Director Compensation (for context)
- Thompson receives no additional compensation for director service; his compensation is reported solely as an employee/CEO .
Performance & Track Record
| Metric | FY 2022 | FY 2023 | FY 2024 |
|---|---|---|---|
| Revenues ($USD) | $6,428,963* | $4,620,834* | $7,275,456* |
| EBITDA ($USD) | $(12,737,483)* | $(22,544,838)* | $(36,503,112)* |
| Note: Values retrieved from S&P Global.* |
Citations: Revenues and EBITDA via S&P Global; see note above.
- CEO tenure since May 2019; prior founding/operator roles in telecom and ISP businesses suggest execution experience in scaling and public-company governance .
- TSR proxy measure demonstrates extreme sensitivity during the transition period, suggesting significant equity-linked compensation value variability .
Compensation Committee Analysis
- Committee members: Liuzza (Chair), Funk, Moe—all independent .
- Process: CEO compensation set in executive session based on annual performance evaluation, company goals, and competitive market data; FW Cook engaged as an independent advisor; no consultant conflicts .
- Frequency: One meeting and seven written consents during the Transition Year Ended 2024 .
Equity Award Detail (Thompson)
| Grant Date | Type | Quantity | Exercise Price ($) | Expiration | Vesting |
|---|---|---|---|---|---|
| 3/31/2021 | Stock Options | 25,316 (exercisable) | 3.95 | 3/31/2031 | Fully vested at grant |
| 5/15/2023 | Stock Options | 833,334 (unexercisable at 12/31/2024) | 1.06 | 5/15/2033 | Equal installments on 5/15/2025 and 5/15/2026 |
Risk Indicators & Red Flags
- Hedging and pledging prohibited for insiders; short sales prohibited .

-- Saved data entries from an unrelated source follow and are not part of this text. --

PR #556, opened 2017-08-21
Expose WAC-Allow to browser clients

RubenVerborgh:
Sets the proper CORS permissions on the header introduced in #550.

### DIFF
--- a/test/integration/header-test.js
+++ b/test/integration/header-test.js
@@ -23,17 +23,26 @@ describe('Header handler', () => {
   describe('WAC-Allow', () => {
     describeHeaderTest('read/append for the public', {
       resource: '/public-ra',
-      headers: { 'WAC-Allow': 'user="read append",public="read append"' }
+      headers: {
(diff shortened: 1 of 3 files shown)


test/integration/header-test.js
```diff
@@ -23,17 +23,26 @@ describe('Header handler', () => {
...
+        'WAC-Allow': 'user="read append",public="read append"',
+        'Access-Control-Expose-Headers': /(^|,\s*)WAC-Allow(,|$)/
+      }
     })
 
     describeHeaderTest('read/write for the user, read for the public', {
       resource: '/user-rw-public-r',
-      headers: { 'WAC-Allow': 'user="read write append",public="read"' }
+      headers: {
+        'WAC-Allow': 'user="read write append",public="read"',
```
dan-f: Is `append` implied by `write`?

RubenVerborgh: Yes, the current ACL checker sets Append whenever it finds Write.

PR #561, opened 2017-08-30
Disable rejectUnauthorized on the WebID-TLS endpoint

RubenVerborgh:


RubenVerborgh:
Mmm broken on Node 6, let me investigate.

PR #563, opened 2017-08-30
Only set session.returnToUrl if not already set

dmitrizagidulin:


RubenVerborgh:
@dmitrizagidulin What is the context of this PR? Should this be in v4.0.0?

dmitrizagidulin:
Closing this PR for now; the issue it was trying to fix seems not to be a problem.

- Director tax gross-ups for equity awards present governance optics concerns for board comp design .
- Large CEO ownership (13.8%) offers alignment but concentrates voting power, potentially influencing corporate control dynamics .
Investment Implications
- Alignment and retention: Thompson’s 13.8% stake and option schedules suggest strong long-term alignment; immediate vesting upon severance and change-in-control benefits could lower retention friction in strategic scenarios .
- Near-term supply/vesting: 2023 option grant vests in two equal tranches on 5/15/2025 and 5/15/2026, creating potential exercise/settlement events tied to share price and liquidity, a factor for trading around those dates .
- Pay-for-performance considerations: Maximum bonus contingent on market cap/share price thresholds (Incentive Criteria); bonus stock election at VWAP can align compensation with shareholder outcomes but amplifies dilution optics if heavily utilized .
- Governance quality: Independent committees and use of FW Cook mitigate dual-role risks; however, director tax gross-ups are shareholder-unfriendly and should be monitored for policy evolution .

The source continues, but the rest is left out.